Dataset entries:
===============

PR #539, opened 2022-01-07
Generate tech docs for onboarding documentation

nicolasarnold12321:
PR for automatically generating roadie tech docs from marketing site docs.

Here is a link to them working: https://roadie.roadie.so/catalog/default/component/roadie-techdocs/docs/

[sc5694]


dtuite:
Can we control the order of the sidebar items in Backstage? They're supposed to be in a rough order, from most basic to most advanced.

Screenshot 2022-01-10 at 16 04 25

The statement on this page is not correct. Can we just remove the page entirely? There already is a whole section about plugins in the docs.

Screenshot 2022-01-10 at 16 06 11

The index page should be [this page](https://roadie.roadie.so/catalog/default/component/roadie-techdocs/docs/getting-started/getting-started-for-admins/) for the moment. Ideally it would be a less admin specific page but it's the best we have for now.

Screenshot 2022-01-10 at 16 07 45

nicolasarnold12321:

===============

## What the task requires
Down to the last line, repeat the data exactly.

## Problem solution
PR #539, opened 2022-01-07
Generate tech docs for onboarding documentation

nicolasarnold12321:
PR for automatically generating roadie tech docs from marketing site docs.

Here is a link to them working: https://roadie.roadie.so/catalog/default/component/roadie-techdocs/docs/

[sc5694]


dtuite:
Can we control the order of the sidebar items in Backstage? They're supposed to be in a rough order, from most basic to most advanced.

Screenshot 2022-01-10 at 16 04 25

The statement on this page is not correct. Can we just remove the page entirely? There already is a whole section about plugins in the docs.

Screenshot 2022-01-10 at 16 06 11

The index page should be [this page](https://roadie.roadie.so/catalog/default/component/roadie-techdocs/docs/getting-started/getting-started-for-admins/) for the moment. Ideally it would be a less admin specific page but it's the best we have for now.

Screenshot 2022-01-10 at 16 07 45

nicolasarnold12321:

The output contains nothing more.